Real matrix multiplication without automatic index matching #3344

Closed
lrq3000 opened this Issue Apr 13, 2013 · 17 comments

Projects

None yet

3 participants

@lrq3000

Automatic index matching is really great, but sometimes you need a real matrix multiplication, for example to compute the Covariance matrix (in my case using weights, hence .cov() is not usable).

Current workarounds include using numpy.outer() (which is still not really a real matrix multiplication, because it will always give the outer product), or t = t[:, None], but I feel this last solution may hamper the performances on big dataset.

It would be really nice to have a method that just does a "blind" matrix multiplication, multiplying the rows of the first matrix with the columns of the second one, without caring about index matching.

Edit: I'm here talking about DataFrame and Series, which could respectively be considered as matrix and vector.

@y-p

There's an issue for implementing a covariance matrix calculation to the package,
but I think matrix algebra falls somewhat outside the scope of pandas.
It's not that isn't useful, it's just that since it's not the focus of pandas, it's better to use
a more focused package for BLAS type operations (I may be in the minority view on this).

You do know you have access to the underlying numpy array through the .values
attribute? that should free you up to take data out of pandas, process it, and then
turn it back into a dataframe, if you need to.

marking as someday for now.

@jseabold
Python for Data member

+1 for keeping stats that don't rely on an index out of pandas.

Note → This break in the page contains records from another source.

Issue #1162, opened 2021-05-08
Shortcuts based on raw keycodes need a rethink


dae:
@hgiesel Unfortunately I'm not sure the current approach with raw keys is going to work. Consider a user who uses a Dvorak keyboard layout for example, where most physical keys represent a different letter. When the user sees a shortcut like 'cmd+shift+c', they expect to press the key that presents a c in Dvorak, and not the physical c key. I would have caught this myself (I'm a Dvorak user), but my main machine uses a hardware Dvorak keyboard that remaps the physical keycodes.

I suspect it will adversely affect users with some language keymaps as well.

Original report from @nwwt:
https://forums.ankiweb.net/t/card-browser-hotkeys-semi-broken/9815/3

hgiesel:
Yes, you're right. We should use `event.key` for these cases. I wonder if we can use `event.code` for some cases though, e.g.  "Control+Shift+2". We could only check for "Control+@", which in turn could be in inconvenient positions

hgiesel:
1. What I meant was that displaying: "@", we could display "Shift+2", and activate it on clicking `Shift+Digit2` based on `event.code`. The digits are more consistent on keyboards, and if they not on they keyboard top row, they are usually completely missing from that locale (e.g. Thai or Vietnamese keyboard layouts). This is not that relevant yet, but could be interesting once we move the reviewer shortcuts to JS.

2. There is one possible complication I noticed. We do have some which involve the Alt modfier, like the cloze shortcuts. On Macs, the Alt modifier may also change the output of `event.code`. [For example](https://keycode.info/) `Ctrl+Alt+Shift+C` will give me `¸`. Weirdly enough, that does not happen on Chromium inside Anki, but it does happen in any up-to-date browser on my machine.

dae:
@hgiesel is this safe to close now, or are there still issues remaining?

hgiesel:
I think this is solved.

PR #1183, opened 2021-05-20
Switch to event.key for keyboard sequences

hgiesel:
This adresses #1162 by moving to `event.key` instead of `event.code`. I still think there might be use cases for `event.code`, as I mentioned in the issue, for when we port the reviewert shortcuts.

This also removes the keyboard sequence timeout, and disables a started keyboard sequence if you press a "general key" (characterized by `event.location === 0`).

### DIFF
--- a/ts/components/WithShortcut.svelte
+++ b/ts/components/WithShortcut.svelte
@@ -8,7 +8,7 @@ License: GNU AGPL, version 3 or later; http://www.gnu.org/licenses/agpl.html
     import { onDestroy } from "svelte";
     import { registerShortcut, getPlatformString } from "lib/shortcuts";
 
-    export let shortcut: string;
+    export let shortcut: string[][];
     export let optionalModifiers: Modifier[] | undefined = [];
 
     const shortcutLabel = getPlatformString(shortcut);
--- a/ts/components/WithShortcut.svelte
+++ b/ts/components/WithShortcut.svelte
@@ -6,8 +6,7 @@ License: GNU AGPL, version 3 or later; http://www.gnu.org/licenses/agpl.html
     import { onDestroy } from "svelte";
     import { registerShortcut, getPlatformString } from "lib/shortcuts";
 
-    export let shortcut: string[][];
-    export let useCode = false;
+    export let shortcut: string;
 
     const shortcutLabel = getPlatformString(shortcut);
 
@@ -15,14 +14,10 @@ License: GNU AGPL, version 3 or later; http://www.gnu.org/licenses/agpl.html
 
     function createShortcut({ detail }: CustomEvent): void {
         const mounted: HTMLButtonElement = detail.button;
-        deregister = registerShortcut(
-            (event: KeyboardEvent) => {
-                mounted.dispatchEvent(new MouseEvent("click", event));
-                event.preventDefault();
-            },
-            shortcut,
-            useCode
-        );
+        deregister = registerShortcut((event: KeyboardEvent) => {
+            mounted.dispatchEvent(new MouseEvent("click", event));
+            event.preventDefault();
+        }, shortcut);
     }
 
     onDestroy(() => deregister());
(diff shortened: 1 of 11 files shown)


hgiesel:
There is one more complication:
Let's take the subscript shortcut, which is `Control+=`. On an US standard keyboard, you gotta press `Control+Equals`, whereas e.g. on a German keyboard you have to press `Control+Shift+0`.
Currently Anki will reject this, as we've programmed it only take `Control` as a modifier, and all others have to be not-pressed for the shortcut to fire.

Not quite sure how to solve this.
As we'll never know which `event.key` values are hidden behind modifiers, this basically means we can only use shortcuts in the form of `Control+X`, because both Shift and Alt can change the output of `event.key`. Another approach would be to use optional modifiers more generously to cover most cases...

dae:
Thanks for working on this. I'm not sure what the best path forward here is either, and Qt had some issues with certain keystrokes as well. If there aren't many shortcuts that are affected by this, maybe we should consider changing them to something more compatible? I thought about making some keystrokes translatable, but we can't be sure the user's keyboard will match their interface language, and presumably that would be a pain with keystrokes listed as an array.

Will event.location === 0 work with a numeric keyboard, which appears to specify a different location?

hgiesel:
Another complication: Control+Shift+Equals and Control+Equals will both produce `=` as event.key. This means, we can no longer distinguish between `=` and `+` even on US ANSI keyboards.

I had a look into Summernote and TinyMCE, and investigated how they deal with shortcuts. Both use `event.key` for shortcuts which involve letters, and use `event.code` for shortcuts with the digit keys `Digit{0-1}`. Summernote also uses `event.code` for symbols (Remove formatting is `Ctrl+\`, where `\`, will always be the `Backslash` key), whereas TinyMCE completely avoids keys beyond the digit keys, and event.key with letters. Also, both avoid using the Alt/Option modifier with letters.

This new version uses `event.key` for shortcuts based on letters, and `event.code` for the Superscript and Subscript shortcuts, Enter, and Tab. I also left in the Cloze shortcut, as it still works, although we need to keep an eye once the underlying Chromium is updated, and then might have to change the shortcut.

dae:
Qt 6.2 is planned for the end of Sep, so a new Chromium is hopefully not too far off.

Another issue I noticed is that the latest Chrome and Safari use the lowercase version in 'key' when shift is held down, but Qt uses the uppercase version, so I'm guessing we'll need to lowercase or uppercase the codes before comparison. What a mess ^_^;

I feel a bit uneasy about this current approach, but our options seem to be limited here. :-( Maybe one alternative would be to revert to the keycode approach and have some translation layer to map physical keys to their virtual equivalents. It would require the user to specify the layout they're using in the preferences though, and we'd need to include maps for the layouts in our code.

Are you using a qwertz keyboard? If so, when we were using the original keycode approach, was that working fine on your keyboard? I'm wondering whether it's just dvorak/colemak we need to worry about, or whether there are a bunch of other languages we'd need to provide translations for as well.

hgiesel:
> Qt 6.2 is planned for the end of Sep, so a new Chromium is hopefully not too far off.

But AFAIK web engine is still not ported?

> Maybe one alternative would be to revert to the keycode approach and have some translation layer to map physical keys to their virtual equivalents. It would require the user to specify the layout they're using in the preferences though, and we'd need to include maps for the layouts in our code.

From my experience, people who use multiple keyboard layouts typically switch between keyboard layouts, whenever they switch the language. For example, they will switch to a German layout to type German, and switch back to English to type English. Having to set this in the preferences

hgiesel:
The only small issue remaining is with symbol keys, which you can see with the example of subscript and superscript again. The shortcut will show `Ctrl+=`, which on a German keyboard e.g. would be `Ctrl+´`, however the shortcut still works correctly. On a Dvorak layout it is actually mapped correctly to `BracketRight` key, because it's a perfect match for it.

However I think that's as close as we can get to the perfect solution.

dae:
Thanks Henrik, let's give this a go.

PR #1185, opened 2021-05-21
Scroll pixels instead of columns horizontally

RumovZ:
https://forums.ankiweb.net/t/unintuitive-horizontal-scrolling-in-the-card-browser/10161


dae:
Thanks Rumo!

PR #1188, opened 2021-05-22
Change switch color depending on state

RumovZ:
Same as #1182 with the knob overlapping instead of embedded in the path.

### DIFF
--- a/qt/aqt/switch.py
+++ b/qt/aqt/switch.py
@@ -1,6 +1,7 @@
 # -*- coding: utf-8 -*-
 # Copyright: Ankitects Pty Ltd and contributors
 # License: GNU AGPL, version 3 or later; http://www.gnu.org/licenses/agpl.html
+from typing import Tuple
 
 from aqt import colors
 from aqt.qt import *
@@ -21,6 +22,8 @@ class Switch(QAbstractButton):
         radius: int = 10,
         left_label: str = "",
         right_label: str = "",
+        left_color: Tuple[str, str] = colors.FLAG4_BG,
+        right_color: Tuple[str, str] = colors.FLAG3_BG,
         parent: QWidget = None,
     ) -> None:
         super().__init__(parent=parent)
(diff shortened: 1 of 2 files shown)


RumovZ:
The size set in browser should probably be smaller in this case.

kleinerpirat:
Looking good!

Hope I'm not frustrating you yet. I saw this button discussion as a chance to get used to the Anki git workflow, but please don't let your development progress be negatively impacted by such a trivial issue.

<details>
  <summary>Two suggested tweaks, if you're interested.</summary>

```
diff --git a/qt/aqt/switch.py b/qt/aqt/switch.py
index e8d835d8a..0891a54b5 100644
--- a/qt/aqt/switch.py
+++ b/qt/aqt/switch.py
@@ -103,12 +103,13 @@ class Switch(QAbstractButton):
 
         painter.setBrush(QBrush(theme_manager.qcolor(colors.FRAME_BG)))
+        painter.setPen(theme_manager.qcolor(colors.FAINT_BORDER))
         painter.drawEllipse(self._current_knob_rectangle())
 
     def _paint_label(self, painter: QPainter) -> None:
         painter.setPen(theme_manager.qcolor(colors.SLIGHTLY_GREY_TEXT))
         font = painter.font()
-        font.setPixelSize(int(1.2 * self._knob_radius))
+        font.setPixelSize(int(1.33 * self._knob_radius))
         painter.setFont(font)
         painter.drawText(self._current_knob_rectangle(), Qt.AlignCenter, self.label)
```
### This PR
image image
### Tweaks
image image

This increases the label font size a little bit and uses a faint border for the knob. I find that this helps discern the button from the window background a bit better in light mode.
</details>

RumovZ:
Not frustrated, yet. 😉 
I'm impartial about the border.
The font size is problematic because the font rendering is so inconsistent. What looks fine on your machine is already too large on mine (note the offset again):
grafik
So I would err on the side of caution and maybe even decrease the factor to 1.1.
I also note that the whole widget is smaller on your machine, at least compared to the other GUI elements.

kleinerpirat:
Ah I see, no big deal.

I think I'll withhold from interfering in Qt related design processes in the future, since I lack the experience you, Damien & the others got with that framework.

If I'm not mistaken, Anki is shifting towards a web-UI anyway, so there will be plenty of opportunities for me to contribute in the future.

RumovZ:
Oh, I pick it up as I go along as well. 🙂 But indeed, for better or worse, everything's heading towards web-based technologies nowadays.

dae:
Thanks to you both! It looks good, and this variant seems to be a bit more popular in the forum poll.

PR #1189, opened 2021-05-22
Fix browser.onChangeModel()

RumovZ:
https://forums.ankiweb.net/t/error-message-when-trying-to-change-note-type-2-1-45a2/10183

I deleted the old helper method because I think it behaved a bit awkward. Or should it be kept around for legacy reasons?


dae:
There appears to be only one fairly unpopular add-on using it, so probably not worth keeping around a legacy version just for that. Thanks for the fix!

PR #1190, opened 2021-05-23
Make legacy buttons look and feel like Svelte buttons

kleinerpirat:
Credit to forum user [Ab_Bc](https://forums.ankiweb.net/t/anki-2-1-45-alpha/10061/4?u=kleinerpirat) for the inspiration.

## Showcase
The buttons should behave exactly like the Svelte buttons, except for the transition (explained in comment below):
Screenshot from 2021-05-23 01-42-49
Screenshot from 2021-05-23 01-44-55

## TODO: Fix wrapping

Currently, the button groups wrap in a very wasteful manner:

image

Perhaps we can find a solution to split the legacy group dynamically on resize. That would fix the issue of these slightly overlapping buttons of a single group.

A CSS-only way would be nice, but I don't think it's possible.


kleinerpirat:
I had to remove the transition imitation for the legacy buttons, because it caused a dark-colored blink. The transition seems to conflict with the linear gradient here:

https://github.com/ankitects/anki/blob/195c41cba3b107db80e0df9ede26dbe90effdfbb/ts/sass/buttons.scss#L31-L36

Dropdown items are currently affected by the special night mode treatment. This results in a weird plastic look, so I excluded the styling, but kept the hover effect:

### Before PR
Screenshot from 2021-05-23 16-06-23
### After PR
Screenshot from 2021-05-23 16-16-43

dae:
The original version posted on the forums messed up the alignment of the image occlusion add-on's icon; this doesn't, so that's good. :-) But the inversion of colours in night mode makes things look odd on coloured buttons:

Screen Shot 2021-05-24 at 11 48 03 am

And it seems to differ between the add screen and the browse screen:

Screen Shot 2021-05-24 at 11 56 22 am

Making the legacy buttons look better is a good goal, but I think any changes you make should be self-contained, and only apply when they match one of the legacy selectors. If there's a good reason for changing the standard styling as well, that's best done as a separate PR. Your changes to buttons.scss has changed the appearance of buttons across the app - see the opening deck screen for example:

Screen Shot 2021-05-24 at 11 59 16 am
Screen Shot 2021-05-24 at 11 58 58 am

I got the same impression about hovering being laggy, and I think I prefer the faster response in this PR to the status quo

@hgiesel you're most familiar with this code; would appreciate your input :-)

kleinerpirat:
Thank you for your feedback!

I reverted the changes I did to `buttons.scss`, but made some styling (padding, border) only apply to buttons that are not in a `btn-group`.

Regarding the inversion of colors: That was the default behaviour pre-2.1.45 as well (looking at the Closet image occlusion button, which is light blue by default):
IMG-20210504-WA0006__01
I think the benefits far outweigh the disadvantages here, but perhaps one could implement an option to ignore the inversion (e.g. with a `no-inversion` class for these special cases).

kleinerpirat:
I am happy with the current state of this PR. Please let me know if the solution with `!important` (commit https://github.com/ankitects/anki/pull/1190/commits/eedc8274da571145f41a7a7041b85b602954e021) is valid.

`buttons.scss` remains untouched and the legacy buttons behave exactly like the new ones, except for the transition, which I would like to adress in a new PR, together with the dropdown items.

hgiesel:
One issue I noticed (and why I didn't go down that route myself) is that inverting is not always a clearcut operation for the buttons:
Here you can see the "Mini Format Pack" button for background color, which shows green but which is actually inverted magenta:
Screenshot 2021-05-24 at 19 17 54

kleinerpirat:
Thanks @hgiesel for the feedback!

> Here you can see the "Mini Format Pack" button for background color, which shows green but which is actually inverted magenta.

This is easily fixed by restricting the inversion to images:

Screenshot from 2021-05-24 19-49-13

dae:
The risk of !important is that it can sometimes override explicit styling that add-ons have provided, but hopefully that's not an issue here. Since Henrik didn't raise any other issues, I assume that's a tacit approval - if I've got that wrong Henrik, please let me know. :-) In any case, thank you for your work on this Matthias!

PR #1192, opened 2021-05-24
Tweak button styling for more consistency

kleinerpirat:
This addresses two issues from https://github.com/ankitects/anki/pull/1190:
### status quo
Screenshot from 2021-05-23 16-06-23
### PR
Screenshot from 2021-05-23 16-16-43
## Transition
By default, Svelte buttons have a .15s background transition on hover. This results in a slow, perhaps even laggy feeling.
### Changes
- remove button styling from dropdown items
- override the default background transition in favour of instant hover response

---

### Extra
@dae After you showed me the three buttons on the bottom of the main window, I noticed they don't cause the cursor to switch to pointer mode. Since I couldn't think of a button that wouldn't benefit from this, I made it the default behaviour with https://github.com/ankitects/anki/commit/f2c286792af8b1e0b9c4af71f4813eaf4d0cd10c.

I would love to hear everyone's feedback on these changes and potential other improvements.

### DIFF
--- a/ts/sass/buttons.scss
+++ b/ts/sass/buttons.scss
@@ -23,6 +23,10 @@
     }
 }
 
+button {
+    cursor: pointer;
+}
+
 .nightMode {
     button {
         -webkit-appearance: none;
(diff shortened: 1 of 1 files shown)


kleinerpirat:
Closed with https://github.com/ankitects/anki/pull/1193.

PR #1193, opened 2021-05-24
Tweak button styling for more consistency 

hgiesel:
@kleinerpirat
Closes #1192. This puts the styling directly into the components. I'm somewhat trying to move away from `buttons.scss` (and `bootstrap-dark.scss`).

Regarding the cursor change: The other Qt buttons and other input widgets don't change the cursor either, so for consistency for now I'd still leave it out. (Looking at an electron app like Slack however, I can see that they make all buttons/inputs change the cursor).


dae:
Thank you both!

PR #1194, opened 2021-05-25
Fix height misalignment of legacy buttons

kleinerpirat:
Follow-up on https://github.com/ankitects/anki/pull/1190 due to crippling perfectionism.
Sorry for not noticing earlier, but the legacy button height didn't match the default button height.

### Before
image

**The mismatch causes this atrocity** (when all buttons are in one line):
image

The color picker seems to be the only button with a fixed height of 28px, all the others adjust to the greatest height (in that case defined by the legacy buttons) automatically.

---

### After
image

**Misalignment fixed:**
image

## Changes:
- add min-height 28px
- set padding to 0px (class btn-group has enough padding on its own)

### DIFF
--- a/ts/editor/legacy.scss
+++ b/ts/editor/legacy.scss
@@ -12,8 +12,9 @@
     border-bottom-right-radius: var(--border-right-radius) !important;
     
     min-width: 28px;
+    min-height: 28px;
     margin-left: -1px;
-    padding: 3.5px !important;
+    padding: 0px !important;
 }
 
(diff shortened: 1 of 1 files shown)


hgiesel:
The height/width should be based on `--toolbar-size`, not static. I'll have a look into it.

kleinerpirat:
Continued with https://github.com/ankitects/anki/pull/1195.
Thanks Henrik!

PR #3143, opened 2024-04-14
Avoid locale.getdefaultlocale() if possible

### LINKED ISSUE #3115: DeprecationWarning: 'locale.getdefaultlocale' is deprecated
When running Anki with PYTHONDEVMODE=1 I see:

```
[...]/lib/python3.11/site-packages/anki/lang.py:185: DeprecationWarning: 'locale.getdefaultlocale' is deprecated and slated for removal in Python 3.15. Use setlocale(), getencoding() and getlocale() instead.
  (sys_lang, enc) = locale.getdefaultlocale()
```

abdnh:
Closes #3115

locale.getlocale() returns "English_United States" as the language code on my system: https://bugs.python.org/issue38805

This PR falls back to locale.getlocale() when locale.getdefaultlocale() is not available.

### DIFF
--- a/pylib/anki/lang.py
+++ b/pylib/anki/lang.py
@@ -183,6 +183,8 @@ def get_def_lang(lang: str | None = None) -> tuple[int, str]:
     or English if not available."""
     try:
         (sys_lang, enc) = locale.getdefaultlocale()
+    except AttributeError:
+        (sys_lang, enc) = locale.getlocale()
     except:
         # fails on osx
         sys_lang = "en_US"
--- a/pylib/anki/lang.py
+++ b/pylib/anki/lang.py
@@ -183,6 +183,7 @@ def get_def_lang(lang: str | None = None) -> tuple[int, str]:
     """Return lang converted to name used on disk and its index, defaulting to system language
     or English if not available."""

That crosses a bit too much the fuzzy line I keep in my head for pandas vs. numerical/statistical packages.

@lrq3000

As I said, .cov() does not support weights, and it's easy to imagine other specific cases where computing manually the dot product of matrices would be necessary.

Also as I said, Numpy does not provide a way to manually dot product (as far as I know, Numpy also tries to match in some way), thus this would be an "innovative" feature of Pandas.

And I never said that the produced matrix couldn't have indexes in some way. For example, indexes make perfect sense in a covariance matrix (with the same keys as both indexes and columns), but with the current implementation based on index matching, it is just not possible.

Dot product is an important part of most matrix manipulations, and I feel Pandas is losing a big thing here not implementing this possibility "just by principle".

PS: of course it's always possible to make a manual implementation in Python, but the performances would be just awful.

@y-p

If the the current cov matrix isn't sophisticated enough for your needs, you really should
find a python package that does that sort thing well, with all the rest of the decompositions
and derivatives and Eigenvalue magic you need.

Also, If numpy doesn't do "dot product" as you define it, I guess I'm not sure what you
mean by the term.

@lrq3000

Thank's jseabold, this is indeed a good solution.

Anyway, as I said this is only one example. Another example is to compute the weighted median, weighted deviation to the median and weighted covariance matrix based on median. In this case, there is still a need to compute the dot product.

And I don't even mention neural nets feed forward and back propagation...

@jseabold
Python for Data member

Neural networks are very far outside the scope of pandas.

I guess my point here is that these are issues that should be filed with statsmodels (help, you don't have pandas support here yet) or PyBrain or scikit-learn (if and when they get neural nets to work within their API) to support pandas objects at all.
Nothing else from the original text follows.